Justin Webb writes of feeling alone in the big wide world in which he was becoming an adult. Just him and his mother, with few friends. It’s therefore somewhat amazing that he has made such a success of his life and become one of the nation’s favourite broadcasters, at a time when his employer, the BBC, is recruiting it seems, anyone but privately educated, white, well spoken men.

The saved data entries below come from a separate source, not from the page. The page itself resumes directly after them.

PR #174, opened 2021-02-25
CIP-35: Add paragraph explaining replay protection through EIP-155

oneeman:
This adds a paragraph to CIP-35 clarifying that Celo and Ethereum both have replay-protection through EIP-155, so that any individual signed transaction is specific to one chain and can't later also be used on the other chain.

### DIFF
--- a/CIPs/cip-0035.md
+++ b/CIPs/cip-0035.md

He and I are about the same age, and I can identify with some of his experiences including, uncannily, a trip he made to Athens around the same time as me in the early eighties. He went with the Magic Bus company, I went with a similar operator but Greek – Theo Consolas. The fare was dirt cheap, you travelled more or less non stop with just a few minutes’ stop at emerging service stations, travelling across Europe including behind the Iron curtain into what was then Yugoslavia, arriving in Athens about four days later. Justin Webb’s memory of the drivers is something I share which has never left me and often relate to others. There were two coach drivers. When they changed shifts they didn’t stop the bus. As Justin Webb masterfully describes, “Grizzled driver would get the coach into fourth gear and lurch suddenly out of his seat while keeping one hand on the wheel. The coach was coasting along with no ability to brake. Fat Man would ease himself into the seat and grab the wheel, slightly correcting a course that was taking us into the middle of the road....the drivers did not sleep and did not eat.” I can vouch for every word because that’s exactly what happened on Theo Consolas’ coach. What didn’t happen to my coach is the incident Justin Webb goes on to describe and which I won’t reveal here, as it’s for you to discover if you read his book. All I will say is
he’s lucky to have survived!
As a regular listener of the Today programme, I now tune to Justin Webb with a renewed and added interest, knowing a lot about what has moulded him. It’s clear from his book that his childhood was not a happy one. To emerge sane from a home where there is mental illness is an achievement. I speak from personal experience. I congratulate him for being so honest and hope it may have been a cathartic experience to publicly reveal his sad start in life. One thing I feel for sure – his life’s experiences will help him as an interviewer as he comes across others who’ve been through similar hardship and he’ll have a more rounded view of the world in which very little, if anything, is perfect.